Erlendur looked at her in astonishment and jerked his arm away from her as if he had been stabbed.

“What are you talking about?” he said.

“Do you know who it is?” the woman asked, looking up at Erlendur.

“I don’t have the faintest idea what you’re going on about,” Erlendur snapped, turned round and strode down the corridor towards the exit sign.

“You have nothing to fear,” she called after him. “He accepts it. He’s reconciled to what happened. It was nobody’s fault.”

Erlendur stopped in his tracks, turned slowly round and stared at the little woman at the other end of the corridor. Her persistence was beyond his comprehension.

“Who is that boy?” she asked. “Why is he with you?”

“There is no boy,” Erlendur snorted. “I don’t know what you mean. I don’t know you from Adam and I have no idea what boy you’re talking about. Leave me alone!” he shouted.

Then he spun round and stormed out of the ward.
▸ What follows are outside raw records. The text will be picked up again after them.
PR #124, opened 2019-11-09
Vsync and FPS display toggles.

Ziemas:
They now toggle more reliably as well as work globally.

F6 toggle FPS display, F8 toggles vsync. Chosen with utmost care and not at all at random.

Check if you're happy with where i stuck the code for these first.

### DIFF
--- a/core/Engine.go
+++ b/core/Engine.go
@@ -5,6 +5,7 @@ import (
 	"math"
 	"path"
 	"runtime"
+	"strconv"
 	"strings"
 	"sync"
 	"time"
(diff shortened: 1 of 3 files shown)


core/Engine.go
```diff
@@ -173,6 +177,18 @@ func (v *Engine) Update() {
 		v.fullscreenKey = false
 	}
 
+	if inpututil.IsKeyJustPressed(ebiten.KeyF6) {
+		v.showFPS = !v.showFPS
+	}
+
+	if inpututil.IsKeyJustPressed(ebiten.KeyF8) {
+		if ebiten.IsVsyncEnabled() == true {
```
essial: Should be ebiten.SetVsyncEnabled(!ebiten.IsVsyncEnabled())

PR #125, opened 2019-11-09
Check if MPQ file was loaded before reading.

Ziemas:
And if it wasn't then tell the user which one instead of crashing.

### DIFF
--- a/core/Engine.go
+++ b/core/Engine.go
@@ -105,6 +105,9 @@ func (v *Engine) LoadFile(fileName string) []byte {
 	}
 	for _, mpqFile := range v.Settings.MpqLoadOrder {
 		archive, _ := mpq.Load(path.Join(v.Settings.MpqPath, mpqFile))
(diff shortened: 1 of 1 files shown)


essial:
Thank you sir. Many people will appreciate that error message!

core/Engine.go
```diff
@@ -105,6 +105,9 @@ func (v *Engine) LoadFile(fileName string) []byte {
 	}
 	for _, mpqFile := range v.Settings.MpqLoadOrder {
 		archive, _ := mpq.Load(path.Join(v.Settings.MpqPath, mpqFile))
+		if archive == nil {
```
mewmew: Another option would be to check the returned error, instead of discarding it to `_`.

```go
archive, err := mpq.Load(...)
if err != nil {
   log.Fatalf("Failed to load specified MPQ file: %s; %v", mpqFile, err)
}
```

PR #128, opened 2019-11-10
Restructured everything.

essial:
This PR restructures pretty much everything. The idea is to move files into a less insane package structure so people can figure out what is where without knowing the entire codebase.


vampy:
Hi, cool changes, but in my opinion the new package names with the `d2` prefix is just noise and goes against go package naming scheme (see https://blog.golang.org/package-names).

So when you import a package, instead of:
`github.com/OpenDiablo2/OpenDiablo2/d2common/d2enum`

it would be something like:
`github.com/OpenDiablo2/OpenDiablo2/common/enum`

averrin:
Folders in `d2data` have very obscure naming. Structures like dt1, d2dsst and etc...

mewmew:
> Folders in d2data have very obscure naming. Structures like dt1, d2dsst and etc...

I think `dt1` is a file format, so it makes sense to call it so, similar to [images/png](https://godoc.org/image/png) of the Go standard library.

mewmew:
Hi @vampy!

Glad to see so many new people join the project!

> it would be something like:
> `github.com/OpenDiablo2/OpenDiablo2/common/enum`

@vampy Naming packages is difficult, and even interpreting best practices of Go may be so too. Take the `common` package for instance.

From the blog post you linked, they mention:

> Avoid meaningless package names. Packages named util, common, or misc provide clients with no sense of what the package contains. 

So, adding at least a `d2` prefix to `common` does help clarify the situation. Similar to using `stringutil` instead of just `util`.

While the package names are not perfect, it's a good start towards something more Go idiomatic, than what was before which was closer to how you'd structure projects in C#.

There may still be work to do, to break out core functionality into dedicated packages that each deal with a very specific task, but I think @essial did a great job at getting the ball rolling.

Also, to prevent too much stir of the Git repo, large scale changes like these should be made not too often.

That being said, if there are e.g. specific concepts of `d2common` that belong better in their own more descriptive package, then feel free to break them out. So long as the packages don't become too small. You know, finding the right fit, the balance, the sweet spot :)

Cheers,
Robin

PR #129, opened 2019-11-10
Improve run.sh

q3cpma:
* POSIX sh
* simpler distro detection
* don't create functions for stuff used only once
* add Gentoo (portage) support
* handle other distros gracefully
* ask before stealthily installing Go
* compile even when Go is already installed


essial:
Looks good, thanks!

“Leave me alone,” he hissed through clenched teeth.

18

Edward Hunter had been an officer with the American wartime forces in Iceland, one of the few members of the military who did not leave when peace was restored. Jim, the secretary at the British embassy, had located him without any great difficulty through the American embassy. He was looking for members of the British and American occupying forces, but according to the Home Office in London, few were still alive. Most of the British troops who went to Iceland lost their lives in combat in North Africa and Italy or on the western front, in the invasion of Normandy in 1944. Only a few Americans stationed in Iceland subsequently went into battle; most stayed for the duration of the war. Several remained behind, married Icelandic women and eventually became Icelandic nationals. One of them was Edward Hunter.

Erlendur received a call from Jim early in the morning.

“I talked to the American embassy and they directed me to this man Hunter. I talked to him myself to save you the bother. I hope that was in order.”

“Thank you,” Erlendur said.

“He lives in Kopavogur.”

“Has he been there since the war?”

“Unfortunately I don’t know that.”

“But he still lives here, in other words, this Hunter,” Erlendur said, rubbing the sleep from his eyes.

He had not slept well that night, he dozed and had bad dreams. The words of the little thin-haired woman at the hospital the previous evening were preying on his mind. He had no faith in mediums acting as go-betweens for the afterlife, and he did not believe that they could see what was hidden to others. On the contrary, he dismissed them as frauds, every one of them: clever at winkling information out of people and reading body language to establish details about the individual in question, which in half the cases might fit and in the other half might be plain wrong — simple probability. Erlendur scoffed at the subject as bloody nonsense when it had arisen at the office once, to Elinborg’s great chagrin. She believed in mediums and life after death, and for some reason she expected him to be open to such ideas. Possibly because he was from the countryside. That turned out to be a huge misunderstanding. He was certainly not open to the supernatural. Yet there was something about the woman at the hospital and what she said that Erlendur could not stop thinking about, and it had disturbed his sleep.

“Yes, he still lives here now,” Jim said, with profuse apologies for having woken Erlendur; he thought all Icelanders got up early. He did so himself, the endless spring daylight showed him no mercy.

“Hang on, so he’s married to an Icelander?”

“I’ve spoken to him,” Jim said again in his English accent as if he had not heard the question. “He’s expecting your call. Colonel Hunter served for a while with the military police in Reykjavik and he remembers an incident in the depot on the hill that he’s prepared to tell you about.”

“What incident?” Erlendur asked.

“He’ll tell you about it. And I’ll go on trying to dig up something about soldiers who died or went missing here. You ought to ask Colonel Hunter about that too.”